ESET Threat Report Highlights Evolving Threats Targeting Mobile Devices and Financial Information

ESET’s latest Threat Report has unveiled a disturbing trend in cyber threats targeting mobile devices and financial information. The report, covering December 2023 through May 2024, highlights a surge in Android financial malware, including traditional banking trojans and newer cryptostealers aimed at stealing cryptocurrency holdings.

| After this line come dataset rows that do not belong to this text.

PR #3459, opened 2022-01-10
enh(php) named arguments and fix php constants

wkania:
We have a new release so I added a new version.

### Changes
[Named Arguments](https://wiki.php.net/rfc/named_params)
There was no test for the most basic type of constant reference and it didn't work :(, so I fixed it.

### Checklist
- [x] Added markup tests

### DIFF
--- a/src/languages/php.js
+++ b/src/languages/php.js
@@ -393,16 +393,17 @@ export default function(hljs) {
     ]
   };
 
+  const NAMED_ARGUMENT = {
+    scope: 'attr',
+    match: regex.concat(IDENT_RE, regex.lookahead(':'), regex.lookahead(/(?!::)/)),
+  };
   const PARAMS_MODE = {
     relevance: 0,
     begin: /\(/,
     end: /\)/,
     keywords: KEYWORDS,
     contains: [
-      {
-        scope: 'attr',
-        match: regex.concat(IDENT_RE, regex.lookahead(':'), regex.lookahead(/(?!::)/)),
-      },
+      NAMED_ARGUMENT,
       VARIABLE,
       LEFT_AND_RIGHT_SIDE_OF_DOUBLE_COLON,
       hljs.C_BLOCK_COMMENT_MODE,
--- a/src/languages/php.js
+++ b/src/languages/php.js
@@ -328,21 +328,6 @@ export default function(hljs) {
     ]
   };
 
-  const FUNCTION_INVOKE = {
-    relevance: 0,
-    match: [
-      /\b/,
-      // to prevent keywords from being confused as the function title
-      regex.concat("(?!fn\\b|function\\b|", normalizeKeywords(KWS).join("\\b|"), "|", normalizeKeywords(BUILT_INS).join("\\b|"), "\\b)"),
-      IDENT_RE,
-      regex.concat(WHITESPACE, "*"),
-      regex.lookahead(/(?=\()/)
-    ],
-    scope: {
-      3: "title.function.invoke",
-    }
-  };
-
   const CONSTANT_REFERENCE = regex.concat(IDENT_RE, "\\b(?!\\()");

One concerning development is the rise of infostealing malware posing as popular generative AI tools. Malware like Rilide Stealer has been using names like OpenAI’s Sora and Google’s Gemini to deceive victims. Another campaign disguised the Vidar infostealer as a fake Windows desktop app for the AI image generator Midjourney. ESET warns that this tactic of leveraging the AI theme is likely to continue, with infostealing malware now impersonating generative AI tools.

The report also sheds light on the GoldPickaxe mobile malware, capable of stealing facial recognition data to create deepfake videos for fraudulent financial transactions. This malware has been targeting victims in Southeast Asia through localized malicious apps, with an Android version called GoldDiggerPlus spreading to Latin America and South Africa.

Furthermore, gamers using cracked video games and cheating tools for online multiplayer games are at risk of distributing info stealers like Lumma Stealer and RedLine Stealer. The latter saw a significant increase in detections in the first half of 2024, surpassing the previous six months by a third.

Despite the disruption of the LockBit ransomware gang by law enforcement in February 2024, ESET’s telemetry indicates that two recent LockBit campaigns were carried out by separate groups using the leaked LockBit builder. The report also highlights the ongoing investigation of the Ebury group, a sophisticated server-side malware campaign targeting Linux, FreeBSD, and OpenBSD servers, with over 100,000 servers still compromised by Ebury malware as of late 2023.